Julia’s default multi-processing system, Distributed, is based on a different paradigm than the de facto standard MPI in HPC.
I’m really wondering the numbers of people using the two different types of distributed computation. If you use both of them frequently, please select both.
I also appreciate if people can share their experience with these 2 different architectures.
I’m afraid I don’t have any up-to-date numbers to support my claim. I did some testing two or three years ago, and it was no contest: MPI won handily. However, YMMV. It depends on the granularity of the computation. Little communication and lots of computation may well favor Distributed.
I am not familiar with DistributedNext. I’ll be curious to see what’s there.
I use both when developing Dagger.jl, because users might have a reason for using one or the other. Some users want the dynamism and flexibility of Distributed, while others want the raw performance and scalability of MPI. Some users want both, and use MPIClusterManager, and are thus using both at the same time!

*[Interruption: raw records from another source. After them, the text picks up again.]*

PR #178, opened 2022-05-20
bug fixes May 2022

rpatters1:
- Fixes issue where transposition scripts can't run in JW Lua.
- Fixes issue with staff exploders not preserving user selected region


Nick-Mazuk (approved):
LGTM

PR #187, opened 2022-05-23
Update cross_staff_offset.lua

cv-on-hub:
Tiny cosmetic tweak and added line of instructive information.

### DIFF
--- a/src/cross_staff_offset.lua
+++ b/src/cross_staff_offset.lua
@@ -38,10 +38,14 @@ function user_selects_offset()
         current_vert = current_vert + vertical_step
     end
 
-    local static = dialog:CreateStatic(0, current_vert + 5)
-    str.LuaString = "units are in EVPUs: 144 evpu = 0.5 inch / 1.27 cm"
+    local static = dialog:CreateStatic(0, current_vert + 8)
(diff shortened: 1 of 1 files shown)


Nick-Mazuk:
Looks good to me, so I'm approving it.

For future reference, we do have a library function that can convert any valid measurement in Finale to EVPUs. So for instance, you can use `measurement.convert_to_EVPUs("2s")` and get `48`.

https://www.finalelua.com/docs/library/measurement#convert_to_evpus

It might be worth adding this to make that dialog more flexible for end users. Just a thought.

Nick-Mazuk (approved):

cv-on-hub:
I hadn't noticed measurement.lua before but it looks very useful. I think I'll leave it set to EVPU in this case because the "24" unit is a good order of magnitude for the task (and is at least familiar to Finale old-timers like me). The (minimal) instructions become very messy if converting to every other possible unit!

Nick-Mazuk:
Ok, makes sense.

If you haven't gotten a chance yet, I would recommend exploring the library functions. They're all documented here: https://www.finalelua.com/docs/library

We've started to collect enough shared functions in there that sometimes you can even use those functions for like 95% of a script.

PR #191, opened 2022-05-25
change cross_staff_offset.lua to remember settings across calls

rpatters1:
Change cross_staff_offset.lua to remember settings across calls and skip dialog altogether if modifier keys are pressed on invocation. I would like to see *all* dialogs do this, but this one was an easy example to change. Eventually, once our stand-alone script generator support mixins, I would like this dialog (and others) to be modeless as well. Modeless is so much more user-friendly.

Tagging @cv-on-hub for info and comment. Also not that you can put line-breaks in the `Notes` field so that they are readable in a text editor and the line breaks are removed when the comments are transferred to the webpage. Like Markdown language.

### DIFF
--- a/src/cross_staff_offset.lua
+++ b/src/cross_staff_offset.lua
@@ -6,86 +6,103 @@ function plugindef()
     finaleplugin.Version = "v1.21"
     finaleplugin.Date = "2022/05/23"   
     finaleplugin.Notes = [[
-     When creating cross-staff notes using the option-downarrow shortcut, the stems of 'crossed' notes are reversed (on the wrong side of the notehead) and so appear too far to the right (if shifting downwards) by the width of one notehead (typically 24EVPU). This script lets you set a horizontal offset for all cross-staff notes in the currently selected region, with a different offset for non-crossed notes. For crossing to the staff below use (-24,0) or (-12,12). For crossing to the staff above use (24,0) or (12,-12). Also specify which layer number (1-4) or "all layers" (0). (This also offers a simple way to reset the horizontal offset of all notes in the selection to zero).
- ]]
+        When creating cross-staff notes using the option-downarrow shortcut, the stems of 'crossed' notes
+        are reversed (on the wrong side of the notehead) and so appear too far to the right (if shifting downwards)
+        by the width of one notehead (typically 24EVPU). This script lets you set a horizontal offset for all cross-staff
+        notes in the currently selected region, with a different offset for non-crossed notes. For crossing to the
+        staff below use (-24,0) or (-12,12). For crossing to the staff above use (24,0) or (12,-12). Also specify
+        which layer number (1-4) or "all layers" (0). (This also offers a simple way to reset the horizontal offset
+        of all notes in the selection to zero).
+
+        If you invoke the plugin with Option key (macOS) or Shift key pressed, the script uses the last settings
+        from the dialog.
+    ]]
     return "CrossStaff Offset", "CrossStaff Offset", "Offset horizontal position of cross-staff note entries"
- end
+end
  
- function user_selects_offset()
-     local current_vert, vertical_step = 10, 25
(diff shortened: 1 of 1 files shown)


cv-on-hub:
RetainLuaState is very cool - I hadn't absorbed this before. My personal problem is that I can't get my KM macro palette actions (which I use for all RGP script calls) to register a held modifier while selecting a menu item, so the modifier-bypassed script is only possible with a physical menu selection (and modifier). I can't fathom by what magic the "local" variables cross_offset, non_cross_offset and layer_number are pushed back into cross_staff_offset() between invocations, but I'll take your word for it!

In your revision, cross_staff_offset() tests for dialog_result on the 4th line, before user_selects_offset() has been invoked. Is that an error?

Also personally, modeless dialogs confuse my workflow (as in your "Transposition" scripts) - but that is probably just a question of familiarity. I'm happy if you just want to commit your revision or make more revisions before commitment. Let me know if you want me to take it "back" and make modeless etc.

rpatters1:
Lua uses a "Lua State" that holds all functions and variables. The way `RetainLuaState` works is that it never closes the Lua state, so when your script starts the next time it is in the same state it had when it exited previously.

Think of it like this. Suppose you have a simple script called `my_script.lua`:

```lua
if not global_variable then
   global_variable = "Test"
end

finenv.UI():AlertInfo(global_variable, "")
finenv.RetainLuaState = true
```

If you think of the above code not as a script but rather as a function, the net effect of `RetainLuaState = true` is that it is like calling the function over and over within a single script. Any undefined variable has the value `nil`, so the first time the "function" is called, the `global_variable` is initialized (because `nil` tests false in an if statement) and thereafter it is not.

This gets to your second question about testing `dialog_result`. The first time through the script it will be `nil`, so the script is guaranteed to execute `user_selects_offset()` the first time through. Thereafter, `dialog_result` holds the result from the previous run of the script.

It's the same for `cross_offset`, `non_cross_offset`, and `layer_number`. The first time through the script they are `nil` and thereafter they hold the values from the previous execution of the dialog (until changed by the new execution of the dialog). I changed them to be **global** variables because Lua garbage collection eventually destroys `local` variables.

This pull request does not change the dialog to modeless. That's a topic for a future discussion. I happen to believe that all dialogs should be modeless, but there are some legitimate discussions about the pros and cons and how to mitigate them.

cv-on-hub:
Thanks for such a thorough explanation - much appreciated. All makes sense, though still "feels" like wicked voodoo! Retentive settings like this are terrific, but presumably reset on each Finale reboot (unlike prefs files). Please commit your revision with my blessing and modeless discussion later on. I'll also ask KM if they can implement modifier key holds through a menu simulation.

cv-on-hub (approved):
I'm not sure if I need to perform any other action to progress this update!

cv-on-hub:
PS: having checked with the KM User Forum it seems that RGPLua doesn't get passed System Event modifier keys, only what Finale tells it on a menu call - with actual physical modifier keys. So for my KM purposes I need to add to the script an extra test for pre-existing global modifier_keys_pressed (from RGP preset) to get optional dialog-free operation. No biggie.

rpatters1:
For macOS, I believe RGP Lua *is* looking at the event modifier keys. (It gets them from `[NSApp currentEvent]`.) On Windows it is using `GetKeyState` which I believe gets the physical state of the keyboard at the time the function is called.

cv-on-hub:
That's interesting! I tried 100 different AppleScripts to "hold" shift and option wrapped around the KM menu invocation, and frequently managed to freeze those keys in place and freeze the whole computer, while "CrossStaff Offset" resolutely ignored the modifier condition.

cv-on-hub:
But it's not a vast issue as it's easy to have RGP include an alternate version that sets modifier_keys_pressed.

rpatters1:
It doesn't seem like a bridge to cross until we want to make the dialog modeless.

PR #193, opened 2022-05-27
Add Run to FCXCustomLuaWindow

ThistleSifter:
I figured the easiest way of working this out is to have something to look at, so I quickly wrote this up. Marking as draft for now.

In general, these are the things that I see that need to be agreed upon before this can be merged:
- [ ] Clearly defining ideal behaviour with modifier keys and the 'two states'
- [ ] Decide how best to handle the modal result.
- [ ] How best to handle whether region selection is required or not.

### DIFF
--- a/src/mixin/FCXCustomLuaWindow.lua
+++ b/src/mixin/FCXCustomLuaWindow.lua
@@ -36,10 +36,10 @@ local each_last_measurement_unit_change
 ]]
 function props:Init()
     private[self] = private[self] or {
-            MeasurementEdits = {},
             MeasurementUnit = measurement.get_real_default_unit(),
             UseParentMeasurementUnit = true,
             HandleTimer = {},
+            RunModelessDefaultAction = nil,
         }
 
     if self.SetAutoRestorePosition then
@@ -371,6 +371,22 @@ Removes a handler added with `AddHandleTimer`.
 end
 
 --[[
+% RegisterHandleOkButtonPressed
+
+**[Fluid] [Override]**
+Stores callback as default action for `RunModeless`.
+
+@ self (FCXCustomLuaWindow)
+@ callback (function) See documentation for `FCMCustomLuaWindow.OkButtonPressed` for callback signature.
+]]
+function props:RegisterHandleOkButtonPressed(callback)
+    mixin.assert_argument(callback, "function", 2)
+
+    private[self].RunModelessDefaultAction = callback
+    mixin.FCMCustomLuaWindow.RegisterHandleOkButtonPressed(self, callback)
+end
+
+--[[
 % ExecuteModal
 
 **[Override]**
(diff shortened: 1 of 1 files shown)


ThistleSifter:
Some thoughts and questions.

**Keyboard Behaviour**
Does the `OkButtonCanClose = modifier_keys_on_invoke` need to apply to modals as well?


**Modal Result**
Returning the modal result from `Run` was always going to end up being messy. So the best option I saw was to include the ability to add a handler for the modal result, which would be called from `ExecuteModal`, regardless of whether it was called via `Run`. Eg:
```lua
local function create_dialog()
    ...
    dialog:RegisterHandleModalResult(function(self, result)
        -- insert result handling here...
    end)
end
```
This goes further in the direction of turning the window object into a completely self-contained plugin class (which I like).


**Music Region Selection**
To my mind this one is a little trickier, because if the requiring/not requiring region selection is going to be baked in at one level, should it be baked in at others? As it stands, if `Run` displays the window as a modal, it takes care of ensuring that a region is selected for you. But if it's shown as a modeless window, the author still needs to handle it themselves. Thoughts?

rpatters1:
With a modal dialog, the Ok button always closes the window, doesn't it? I'm not sure that `OkButtonCanClose` even works with modal dialogs. But even if it does, it is a Cadillac feature in this context. (See next paragraph.)

I think a handler function for modal result is overkill. We already have handler functions for Ok and Cancel. In my mind the `Run` function is about providing consistent functionality around modeless dialogs, and `ExecuteModal` is only involved as a backup for JW Lua support. In fact, perhaps the function should be called `RunModeless`. At most it could be a read-only property that is `nil` unless and until `ExecuteModal` has been executed.

There is fundamentally a difference between a modeless and a modal about how non region selection should be handled. For a modal, we don't want to allow them to go through the whole process of filling out the window and hitting okay before they discover they failed to select anything. By contrast, for a modeless it's no big deal. They simply select something and hit okay again. (This is a key reason I think all dialogs should be modeless.) My personal preference would be to make it a property on the window that defaults to true but can be overridden by the caller by setting it to false.

As for the two 'states', I lean towards selection with modifiers only causes OK to close the window the first time. Thereafter, to open the window you have to not use the modifier key, and OK does not close the window. This seems like the most consistent behavior to me. But I could be persuaded differently.

ThistleSifter:
Ah, I think I misunderstood what you were after and I was going for some sort of master method. In that case, I've revised it and hopefully that's what you're looking for.

rpatters1:
This is looking very good. Is there any way to have `RegisterHandleOkButtonPressed` automatically set up a default action as well? Or vice versa? It seems a little cumbersome to have to register both.

I try to avoid boolean variables as parameters to functions because there is no way to know what they are doing just by looking at the function call. Could this be a property instead? (That defaults to `true`?)

ThistleSifter:
> Is there any way to have `RegisterHandleOkButtonPressed` automatically set up a default action as well? Or vice versa?
> 
I don't think so, not without it getting somewhat messy. What if someone didn't want the `OkButtonPressed` handler to be the default action? What if a script has multiple `OkButtonPressed` handlers that were `Add`ed, not `Register`ed? etc, etc

> Could this be a property instead?
> 
The issue I see here is that it has no meaning or use outside that one method and there's no reason for anything else to need to access or modify it. (DefaultAction has a similar problem really...) There's also the following option to have named parameters with default values:

```lua
-- in FCXCustomLuaWindow.lua
function props:RunModeless(params)
    local realParams = {requiresSelection = true, defaultAction = nil}
    for k, v in pairs(params) do
        realParams[k] = v
    end
    -- etc, etc
end

-- Then in script you have the following
global_dialog:RunModeless{requiresSelection = false, defaultAction = global_dialog.MyAction}
```

> Also, if `RunModeless` is Fluid, should it not be returning `self`?
> 
The mixin library takes care of that. All void mixin methods (including user-defined ones) return `self`.

rpatters1:
>What if someone didn't want the `OkButtonPressed` handler to be the default action?

The 80% case is that they *do* want it to be the default action. Isn't the whole point of this exercise to standardize the user experience for modeless dialogs? In that case, selecting the menu option with modifiers should have the same effect as hitting ok on the (now-closed) dialog. If the vast majority of time that's what we want, it should be baked in.

Another disadvantage is that now the `on_ok` function must be explicit, because it has to be registered twice. I think the call to register the default action should add it to the Ok handlers as well. Maybe there could be an optional parameter to override this.

ThistleSifter:
I've revised it again. I've gone down the route of having the registered `OkButtonPressed` handler be the default `RunModeless` action, which can be overridden or cancelled by an optional parameter.  Also changed the region selection parameter so that region selection is now checked by default.

rpatters1:
This looks good to me. I'm ready to merge and give it a whirl.

PR #194, opened 2022-05-30
Create barline_set.lua

cv-on-hub:
A nice simple script making sensible use of RGP 0.62 AdditionalMenus feature.

### DIFF
--- a/src/barline_set.lua
+++ b/src/barline_set.lua
@@ -1,0 +1,50 @@
+function plugindef()
+	finaleplugin.RequireSelection = true
+	finaleplugin.Version = "v1.1"
+	finaleplugin.Date = "2022/05/30"
+    finaleplugin.AdditionalMenuOptions = [[
+		Barline Set Double
+		Barline Set Final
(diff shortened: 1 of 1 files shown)


rpatters1:
I have no objection to adding these, however you realize there is already a function the does this more conveniently than a plugin/script if you right click the bar?

cv-on-hub:
Of course, but I really, really don't like using the mouse that much, always preferring a simple key click (or two) to invoke menu items. (Especially popups). If you think it seems a silly option then don't bother, but the speed of my workflow owes much to the simplification of regular actions.

Nick-Mazuk:
@cv-on-hub You beat me to it! This was one of the scripts I was going to add, but happy to see that you've gone ahead and wrote it up!

On my end, I have several of these barline scripts broken out into separate scripts (before RGP v0.62 launched with this feature), and haven't gotten around to combining them into a single script.

Approving and merging.

Nick-Mazuk (approved):

PR #195, opened 2022-05-31
2 new short scripts

cv-on-hub:
Simple layer-based menu-driven scripts to Mute/Unmute and Hide/Unhide selected region.


Nick-Mazuk (approved):
LGTM

cv-on-hub:
Thanks Nick. No problem. I had started to wonder if there was a problem so profound that it couldn't be mentioned!

PR #196, opened 2022-06-02
Create notes_tie.lua

cv-on-hub:
New small script. You can tell by now that I'm moving, step by step, to eliminate dependency on JW plugins.

### DIFF
--- a/notes_tie.lua
+++ b/notes_tie.lua
@@ -1,0 +1,72 @@
+function plugindef()
+    finaleplugin.RequireSelection = true
+    finaleplugin.Author = "Carl Vine"
+    finaleplugin.AuthorURL = "http://carlvine.com"
+    finaleplugin.Copyright = "CC0 https://creativecommons.org/publicdomain/zero/1.0/"
+    finaleplugin.Version = "v0.58"
+    finaleplugin.Date = "2022/06/01"
+    finaleplugin.AdditionalMenuOptions = [[ Untie Notes ]]
+    finaleplugin.AdditionalUndoText = [[    Untie Notes ]]
+    finaleplugin.AdditionalPrefixes = [[    untie_notes = true ]]
+    finaleplugin.AdditionalDescriptions = [[ Untie all notes in the selected region ]]
+    finaleplugin.MinJWLuaVersion = 0.62
+    finaleplugin.Notes = [[ 
+    Ties notes in adjacent entries if matching pitches are available. 
+    RGPLua (0.62 and above) creates a companion menu item, UNTIE Notes.
+    ]]
+    return "Tie Notes", "Tie Notes", "Tie suitable notes in the selected region, with matching Untie option"
+end
+
+-- default to "tie" notes for normal operation
+untie_notes = untie_notes or false
+
+local function note_pitch(note)
+    -- thanks for this bitwise math magic, Robert G Patterson!
+    return bit32.bor(note.RaiseLower, bit32.lshift(note.Displacement, 16))
+end
+
+local function tie_notes_in_selection()
+    local rgn = finenv.Region()
+    local chords = {} -- collate pitches in each chord
+    local slot = 1 -- count each entry slot
+
+    for entry in eachentry(rgn) do -- just collating pitches, not SAVING entries
+        chords[slot] = {} -- start with empty chord
+        if entry:IsNote() then
+            for note in each(entry) do
+                chords[slot][note_pitch(note)] = true -- flag this pitch in the chord
+            end
+        end
+        slot = slot + 1
+    end
+
+    slot = 1 -- restart from slot 1
+    for entry in eachentrysaved(rgn) do
+        if entry:IsNote() then
+            for note in each(entry) do
+                if nil == chords[slot+1] then -- last chord
+                    break
+                end
+                if chords[slot+1][note_pitch(note)] then
+                    note.Tie = true -- tie the note forward
+                end
+            end
+        end
+        slot = slot + 1
+    end
+end
+
+function untie_notes_in_selection()
+    for entry in eachentrysaved(finenv.Region()) do
+        for note in each(entry) do
+            note.Tie = false
+            note.TieBackwards = false
+        end
+    end
+end
+
+if untie_notes then
+    untie_notes_in_selection()
+else
+    tie_notes_in_selection()
+end


rpatters1:
This script will fail to correctly create a tie if

- There is a v2 launch between a tied-from and tied-to note.
- The same note occurs in two different layers in certain configurations.
- There is a key change between the tied-from and tied-to notes.

Also, it is dependent on the order that `eachentry` serves up entries. This mainly could get you in trouble if there are multiple layers, because the measure position resets to zero. You could end up trying to tie to a note that is before the tied-from note.

At the very least, I would like to see V1/V2 support added and only tie together two notes from the same layer. (V1/V2 support will complicate this script a good bit, but it needs to be there.)

I would consider changing this to use `FCNoteEntryLayer` instead of `eachentrysaved`. That will allow you to run one layer at a time easily, and by using the `FCNoteEntry.Next` method, you can guarantee the entry sequence.

Support for key changes in the middle of a tie is considerably more complicated and perhaps not important enough to attempt.

There is a private function `tie_span` in the `tie.lua` library. It wrestles with these issues. Unfortunately you can't use it as-is because it is finding the span of an already-existing tie so it is counting on the `Tie` and `TieBackwards` properties already being set.

rpatters1:
No need to remove it. Just commit more changes until it's ready to merge.

rpatters1:
Instead of `FCNoteEntryLayer` you could pass the 1-based layer number as the second parameter to `eachentry` or `eachentrysaved`. That also gives you control over layers. (This is an apparently little known feature of these built in functions. I really need to document them better than perhaps Jari did. There are some that I've never seen used that are really useful.)

However, the two built-in functions serve up entries one cell at a time, whereas `FCNoteEntryLayer` gets them all at once. This allows the `Next` method to cross barlines the way you need it to for ties.

Also, I'm not sure if you saw my comment about grace notes. Grace notes do not tie to other grace notes. They tie to the first non-grace-note entry.

cv-on-hub:
I used layer filtering in eachentry on my layer_mute and layer_hide scripts. (Pull request #195 - pending). Will examine the options!

cv-on-hub:
I've been racking my brain about this, and need you to confirm that I was trying to achieve the impossible.

I think I have most of this in place now. But I have a V2 entry that extends to the end of a measure, which I was trying to tie to a matching V2 entry at the beginning of the next measure. But if you set the TIE bit on the first note, it seems as though Finale wants to tie it to the "subsequent" V1 note, occurring earlier in the same measure. Is that true? And so I should just stop trying to get V2 to tie across barlines?

(And yes - FCNoteEntryLayer handles gaps between measures more usefully than eachentry() )

rpatters1:
If the edu length of the V2 sequence is not exactly equal to the V1 entry that launched it, Finale does weird things. It could be that it might try to tie a V2 note to a V1 entry before it. But I think you should focus only on the case where the length of the V2 sequence matches (or is no more than) the length of the the V1 entry that launched it. In that case, a tie from the last V2 entry can be tied to either the following V1 entry or to a V2 entry launched from that next V1 entry. And the next V1 entry can be in the next bar.

I strongly encourage you to use the logic in `tied_to` and`equal_note` from the `tie.lua` library in this repo. The only change you need to make is to compare the actual `Displacement` and `RaiseLower` rather than the staff position and current state of the tie flags. That logic is the result of tens of hours of experimentation with Finale back when I wrote the Tie Mover plugins (some 20-odd years ago).

Then the pseudocode inside your loop can be like:

```lua
next_entry = next_entry:Next()
if not next_entry then
   break
end
for each note in (next_entry) do
   local tied_to_note = tied_to(note)
   if tied_to_note then
      note.Tie = true
      tied_to_note.TieBackwards = true
   end
end
```
I'm tempted to rewrite the code in `tie.lua` so that it can be reused by both, but there are some challenges to trying to make the functions generally applicable to all callers.

That pseudocode should get it working in all cases except when a key change happens in the middle of a tie. That's a bridge you can cross separately if you decide to. (Perhaps using the note string function instead of disp/raiselower.)

cv-on-hub:
I thought I'd show you where I'm up to on the whole script, which has become massively simpler when no longer trying to tie V2 across barlines. In fact I've specifically exclude chasing entries "leaving" V2 from tying to anything, as that seems to lead inexorably towards tying (backwards) to previous notes. 

I think I'm using the same logic as tied_to(note), though it's distributed differently. I'm using entry:FindPitch(note) as a convenience - will that suffice? I haven't been using note.TieBackwards since I thought that was handled by eachentrysaved(), but is it advisable under FCNoteEntryLayer? Easy enough to implement in my tie_between_entries().

I've attached the sample file I've been using to test V1/V2 behaviour. Fascinating that copying whole measures (with option click) corrupts the distribution between V1 & V2, favouring shorter stretches of V2 interrupted by intervening V1 entries. Easy to see why V2 was so quickly deprecated.

Which leaves key changes across ties, and I figure anyone who wants to do that shouldn't expect a tie automation script to compensate for their cavalier behaviour.

[tie_test_v2.musx.zip](https://github.com/finale-lua/lua-scripts/files/8839070/tie_test_v2.musx.zip)

rpatters1:
`FindPitch` is an excellent find. It will kind of work with key signatures as well. (It may try to tie F# to Gb across a key sig change, but we can live with that.)

I did not mean to imply that V2 doesn't tie across barlines. V2 absolutely *can* tie across a barline if it is the last entry in the bar.

You should also set `TieBackwards` on the tied-to notes.

I find this code overly complicated and suggest you do the way I suggested. My code is the result ofm **extensive** experimentation with ties. Also, I didn't see anywhere that you are skipping grace notes as candidates for tied-to. Perhaps I missed it.

cv-on-hub:
Tried simplifying back to the precepts of tie.tied_to() and tie.equal_note() but without tracking the transitions between V1 & V2 this inevitably failed to tie two V1 notes where the first is a Voice2Launch, and always tied an "ending" V2 entry to the "next" V1 entry that follows it in the Edit Frame note sequence but precedes it in the measure.

Creating ties has different needs to tracking existing ties (as in tied_to() and equal_note()) but I can't see another way to do this without the complexity of tracking V1/2 transitions, one way or another. If you run this script over the Finale file I attached before it works at everything except tying V2 over barlines, and I still can't get that to happen in Finale using any available tool whatsoever!

rpatters1:
Your sample file is too perverse. You will not be able to tie the V2s across the barline in that file even using Finale's UI. (I tried it with Speedy.) Don't worry about cases where the V2 sequence is longer than the V1 entry that launched it. Finale is not designed to do that.

That said, you did uncover a bug in my `tied_to` function that I will have to correct, even in the Tie Mover plugin. That is that a V1 can never tie to a V2 note in an entry that it launches. Here is a version of your code I wrote that handles (normal) V2 across barline no problem. I also fixed it to skip entries not contained in the selected region (on both ends).

```lua

local note_entry = require('library.note_entry')

-- default to "tie" notes for normal operation
untie_notes = untie_notes or false

local function tied_to(note)
    if not note then
        return nil
    end
    local next_entry = note.Entry
    if next_entry then
        if next_entry.Voice2Launch then
            next_entry = note_entry.get_next_same_v(next_entry)
        else
            next_entry = next_entry:Next()
        end
        if next_entry and not next_entry:IsRest() and not next_entry.GraceNote then
            local tied_to_note = next_entry:FindPitch(note)
            if tied_to_note then
                return tied_to_note
            end
            if next_entry.Voice2Launch then
                local next_v2_entry = next_entry:Next()
                tied_to_note = next_v2_entry:FindPitch(note)
                if tied_to_note then
                    return tied_to_note
                end
            end
        end
    end
    return nil
end

function tie_notes_in_selection()

    for staff_number = region.StartStaff, region.EndStaff do
        for layer_number = 0, 3 do  -- run through layers [0-based]
            local saved_v1_entry = nil -- v1 entry held while v2 running
            local v2_is_active = false
            local entry_layer = finale.FCNoteEntryLayer(layer_number, staff_number, region.StartMeasure, region.EndMeasure)
            entry_layer:Load()
            for entry in each(entry_layer) do
                if not entry:IsRest() and region:IsEntryPosWithin(entry) then
                    for note in each(entry) do
                        local tied_to_note = tied_to(note)
                        if tied_to_note and region:IsEntryPosWithin(tied_to_note.Entry) then
                            note.Tie = true
                            tied_to_note.TieBackwards = true
                        end
                    end
                end
            end
            entry_layer:Save()
        end
    end
end
```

For reference, in Dagger, we provide high-level abstractions (like our DArray, and our Datadeps parallel algorithm framework) that don’t specify one or the other, but allow users to tell Dagger which to use, while providing equivalent semantics regardless of which option is chosen. This means the problem “Does library XYZ support Distributed or MPI?” doesn’t really matter when the library supports Dagger; the difference is handled behind the scenes, and no code has to be rewritten.
(Also, we allow selecting between Distributed and DistributedNext, so regardless of which Distributed-compatible library users choose, everything “just works”)
I’d definitely say so! MPI makes you deal with details like parallel synchronization and coordination, data transfer/serialization, managing concurrency, etc. - all complicated things that even HPC experts struggle with.
Dagger (Datadeps specifically) takes the path of letting you express your program as a serial sequence of operations on a partitioned array, which Dagger then parallelizes for you based on little data dependency annotations. Dagger then handles those previously-mentioned complexities for you, efficiently utilizing MPI for data transfers and automatically scheduling your program across ranks and managing concurrency and program ordering, so that you still get the performance you expect from a well-written MPI program, without the mental overhead of having to do the MPI calls (and everything else) yourself.
I used Distributed largely because most of my work is embarrassingly parallel (thus the advantage of MPI communication being moot) and my collaborators are not great with programming, and Distributed is basically a better version of R’s foreach and doParallel packages.
I’ve never done raw MPI in Julia, but I use MPIManager a fair bit to set up the workers via MPI then use Distributed-type calls (plus this gets you faster inter-communication and benefits of CUDA-aware MPI for GPU work if the cluster is set up right)
Performance aside, Distributed and MPI follow quite different paradigms. Some applications might benefit more from one than the other.
For instance, using Distributed is straightforward to implement a replicated workers model, while with MPI is easier to use many common communication patterns in scientific computing as they are already implemented for you (and with good hardware support).
I would say that virtually any distributed algorithm can be implemented using any of both approaches. But one can be more practical than the other depending on your particular use case.
There is a paper from 2021 by Amal Rizvi and Kyle C. Hale titled “A Look at Communication-Intensive Performance in Julia”. It does not fully compare Distributed and MPI, but you might find it interesting. There is also a discussion on a similar topic from 2021 here.